[cfe-commits] [PATCH] Implementation quantity limits to prevent crashes

Fri Oct 7 07:33:34 PDT 2011

On Sep 28, 2011, at 6:46 PM, Aaron Ballman wrote:

> On Fri, Sep 23, 2011 at 3:23 PM, Douglas Gregor <dgregor at apple.com> wrote:
>> 
>> On Sep 23, 2011, at 1:22 PM, Aaron Ballman wrote:
>> 
>>> On Fri, Sep 23, 2011 at 1:35 PM, Douglas Gregor <dgregor at apple.com> wrote:
>>>> 
>>>> On Sep 21, 2011, at 8:45 PM, Aaron Ballman wrote:
>>>> 
>>>>> On Wed, Sep 21, 2011 at 8:11 PM, Eli Friedman <eli.friedman at gmail.com> wrote:
>>>>>>> Also, the diagnostic wording was taken from MSVC, but could likely be
>>>>>>> improved.  Suggestions welcome.
>>>>>> 
>>>>>> I would say something more along the lines of "parser recusion limit
>>>>>> reached"; using the term "stack overflow" makes it sound like a bug in
>>>>>> the compiler.
>>>>> 
>>>>> Here is a revised patch with the new diagnostic wording.
>>>> 
>>>> Minor stuff: there's a typo "recusion" in the diagnostic wording, and the new test case hasn't been updated for the new wording.
>>> 
>>> Good catches!
>>> 
>>>> I like this general direction, but I do wonder about adding another RAII object for this. You've added the RAII object in two places, but aren't there many other similar places? Can we be more methodical, so we can be sure that we don't lose the benefits of this checking with later maintenance?
>>> 
>>> The intention was to see if folks liked the direction, and then add it
>>> to more places.  Why add it everywhere under the sun if people think
>>> it is the wrong way to solve the problem?
>>> 
>>>> I have one idea: what if we expanded the mandate of this RAII object a bit, so that it was responsible for both balancing the delimiters (parentheses, square brackets, braces, etc.)?
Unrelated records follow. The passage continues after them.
Issue #111, opened 2017-06-15
SparqlParameterizedString does not recognize default namespace unless it is listed last


christopheralcock:
Strange error I've noticed today is that if you include more than one PREFIX statement in a sparql query string, dotnetrdf denies that you've stated the default (`PREFIX :`) namespace, unless you state it after all other prefixes.
Work-around is easy, but this seems like a very strange bug to me.

kal:
Fixed in PRs #113 and #115

PR #113, opened 2017-06-16
Updates regex to recognise default prefixes

christopheralcock:
solves https://github.com/dotnetrdf/dotnetrdf/issues/111
h/t @langsamu
Current behaviour is that if you only say `PREFIX : <http://example.com#>`
you get the desired behaviour that `:Thing` resolves to <http://example.com#Thing>
However if you say the following:
`PREFIX : <http://example.com#>`
`PREFIX another: <http://anotherexample.com#>`
the first prefix is stripped and `:Thing` will not resolve and the validator says you've not declared the default namespace

Regex fix makes dotnetrdf treat `PREFIX : <http://example.com>` in the same way as `PREFIX example: <http://example.com>`, and lets you state your prefixes in whatever order you like, as per SPARQL's grammar rules: https://www.w3.org/TR/2013/REC-sparql11-query-20130321/#grammar

### DIFF
--- a/Libraries/dotNetRDF/Query/SparqlParameterizedString.cs
+++ b/Libraries/dotNetRDF/Query/SparqlParameterizedString.cs
@@ -94,7 +94,7 @@ namespace VDS.RDF.Query
         private static Regex ValidParameterNamePattern = new Regex("^@?[\\w\\-_]+$", RegexOptions.IgnoreCase);
         private static Regex ValidVariableNamePattern = new Regex("^[?$]?[\\w\\-_]+$", RegexOptions.IgnoreCase);
 
-        private static Regex PreambleCapturePattern = new Regex("(BASE|PREFIX\\s+([\\w\\-_]+):)\\s*<([^>]+)>", RegexOptions.IgnoreCase);
+        private static Regex PreambleCapturePattern = new Regex("(BASE|PREFIX\\s+([\\w\\-_]*):)\\s*<([^>]+)>", RegexOptions.IgnoreCase);
 
         /// <summary>
         /// Creates a new empty parameterized String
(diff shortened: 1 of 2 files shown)


tpluscode:
Hi Christopher. Thank you so much for the fix. Could you also provide a failing test case. A snippet at least.

@kal hm, where would we put that test?

christopheralcock:
Hi @tpluscode 
https://github.com/ukparliament/Data.Api.FixedQuery/blob/master/Parliament.Data.Api.FixedQuery/Controllers/ParliamentController.cs#L46
If lines 46 and 47 were swapped with eachother that would fail, and this fix should make it work in either order

kal:
@tpluscode @christopheralcock - a test added to `Testing\unittest\Query\ParsingTests.cs` would be great.
Thanks for the PR!

tpluscode:
@christopheralcock actually, I see that tests of `SparqlParameterizedString` are mostly in `Testing\unittest\Query\SparqlTests.cs`. Please add the following there:

``` c#

[Fact]
public void SparqlParameterizedStringDefaultPrefixOrder()
{
    // given
    const string queryString = @"
PREFIX : <http://id.ukpds.org/schema/>
PREFIX xsd: <http://www.w3.org/2001/XMLSchema#>
CONSTRUCT *
WHERE {
?s ?p ?o
}";

    // when
    var query = new SparqlParameterizedString(queryString);

    // then
    query.Namespaces.Prefixes.Should().HaveCount(2);
    query.Namespaces.GetNamespaceUri(string.Empty).Should().Be(new Uri("http://id.ukpds.org/schema/"));
}
```

kal:
Looks like that broke the build on Appveyor - maybe just a missing import of the FluentAssertions namespace?

```
Query\SparqlTests.cs(712,60): error CS1061: 'Uri' does not contain a definition for 'Should' and no extension method 'Should' accepting a first argument of type 'Uri' could be found (are you missing a using directive or an assembly reference?) [C:\projects\dotnetrdf\Testing\Unittest\unittest.csproj]
```

tpluscode:
Yes, my bad. I reverted that line thinking it was in the other file.

PR #148, opened 2017-12-18
Move HTTP authentication code to base class

tpluscode:
See #149


kal:
Thanks for the PR @tpluscode. As with the other branch I also moved the configuration serialization code to the base class.

markdwood:
BTW, what are the plans around creating a new “stable” NuGet package?  The last one marked stable is 1.0.12.

Also, what is the philosophy around when to release new 2.0 prereleases?

Thanks,
-Mark

PR #149, opened 2017-12-18
Move HTTP authentication code to base class

tpluscode:
This way any connector which inherits from `BaseHttpConnector` will be able to use basic authentication.

I needed this for Fuseki but simply moved up the inheritance tree


kal:
Thanks @tpluscode - I merged with one change to also move the serialization of username and password configuration into the base class.

PR #153, opened 2017-12-18
Use TripleCollection to look for nodes 

tpluscode:
This is a bigger one.

The current implementation of Graph#GetUriNode and its companions are pretty slow because

they do a Distinct underneath on the subject and object nodes
more importantly, they bypass indexes by enumeration everything
By using Triples.WithSubject(node) and Triples.WithObject(node) the performance boost observed in indexed Graph is multiple orders of magnitude large 😁


kal:
Great fix, thanks @tpluscode !

PR #157, opened 2018-01-10
Add RDF Handler to strip explicit xsd:string datatype from object literals

langsamu:
Based on an answer by @rvesse to [this StackOverflow question](https://stackoverflow.com/questions/40027774/how-to-compare-simple-and-typed-literals-in-dotnetrdf).


kal:
Thanks for the PR!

In other words, we introduce the RAII object to consume the opening paren/bracket/brace and also to find the matching ')':
>>> 
>>> When I started out, I had intended this to have a bit more to do with
>>> [implimits].  But what I ended up with is really is about depth of
>>> recursion in the parser.  Without further accessors, it's not useful
>>> for iterative limit checking (such as the number of constants in an
>>> enumeration).  But do we care?
>> 
>> Probably not. We should be able to handle 'lots' of enumerators. Recursion is really the killer for us, since we have limited stack space (and Clang uses a lot of it).
>> 
>>>>  BalancedDelimiterTracket Parens(*this, tok::l_paren); // tries to consume the opening '('
>>>>  if (!Parens) // checks whether an error occurred in consuming the opening ')'
>>>>    return error;
>>>> 
>>>>  // parse whatever is in the parens
>>>> 
>>>>  if (Parens.close()) { // tries to consume the closing ')'
>>>>    // couldn't find closing ')'
>>>>  }
>>>> 
>>>> The idea here would be to encapsulate all of the behavior that now uses MatchRHSPunctuation into an RAII object, and have that also check for implementation limits. There are three benefits here:
>>>> 
>>>>  (1) It becomes clearer where we're matching delimited sets, so the structure of the parser improves in general.
>>>>  (2) Implementation limits checking comes "free" when we use the right abstraction, so it won't be forgotten or lost.
>>>>  (3) These RAII objects, in aggregate, outline the source as we're parsing it. We should be able to use that information to improve parser recovery.
>>>> 
>>>> What do you think?
>>> 
>>> I think I'll play around with the idea and get back to you.  :-)  On
>>> its face, it sounds like a clean way to go about it, so I'll see if it
>>> works in practice as well.  Thank you for the idea!
>> 
>> Great! I'm looking forward to your next patch.
> 
> Going off Douglas' suggestions, I've created a new patch for parsing
> balanced delimiters.
> 
> There is a Parser::DelimiterTracker class which is responsible for
> tracking the "depth" any individual delimiter is at.  The parser owns
> an instance of this class.  There is a
> Parser::BalancedDelimiterTracker class which is used by the parsing
> methods to navigate the balanced delimiters.  It works in conjunction
> with the Parser::DelimiterTracker so that we can track recursion
> limits.  The class comes with three methods: consumeOpen,
> expectAndConsume and consumeClose.
> 
> I've refactored all occurrences of MatchRHSPunctuation to now use a
> BalancedDelimiterTracker object instead.  Due to this, I've removed
> the MatchRHSPunctuation function entirely.

Excellent.

> I've tested this patch against the test suite and all tests continue
> to behave as expected.  I've also checked to make sure this doesn't
> regress performance, and it hasn't.
> 
> This patch does still address bug 10332, and contains a test case for
> it as well.

A few comments below.

+  class DelimiterTracker {
+  private:
+    friend class Parser;
+
+    unsigned P, B, S, L, LLL, T;

Some more-descriptive variable names would be useful here :)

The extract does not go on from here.